I’d like to parse a dataframe to two pre-define columns in an sql table. The schema in sql is:

abc(varchar(255))
def(varchar(255))

With a dataframe like so:

df = pd.DataFrame(
    [
        [False, False],
        [True, True],

    ],
    columns=["ABC", "DEF"],
)

And the sql query is like so:

with conn.cursor() as cursor:
    string = "INSERT INTO {0}.{1}(abc, def) VALUES (?,?)".format(db, table)
    cursor.execute(string, (df["ABC"]), (df["DEF"]))
    cursor.commit()

So that the query (string) looks like so:

'INSERT INTO my_table(abc, def) VALUES (?,?)'

This creates the following error message:

pyodbc.Error: ('HY004', '[HY004] [Cloudera][ODBC] (11320) SQL type not supported. (11320) (SQLBindParameter)')

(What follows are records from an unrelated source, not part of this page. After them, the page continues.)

PR #761, opened 2020-10-07
Remove ttmath

barendgehrels:
Previous PR removed other numeric types. Here TTMATH is removed in all tests and in headerfiles, where used.
Also ttmath itself is removed (in a separate commit because this is extensions)


vissarion (approved):
Good point, it looks OK to me.

awulkiew (approved):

So I try using a direct query (not via Python) in the Impala editor, on the following:

'INSERT INTO my_table(abc, def) VALUES ('Hey','Hi');'

And produces this error message:

AnalysisException: Possible loss of precision for target table 'my_table'. Expression ''hey'' (type: `STRING) would need to be cast to VARCHAR(255) for column 'abc'`

How come I cannot even insert into my table simple strings, like “Hi”? Is my schema set up correctly or perhaps something else?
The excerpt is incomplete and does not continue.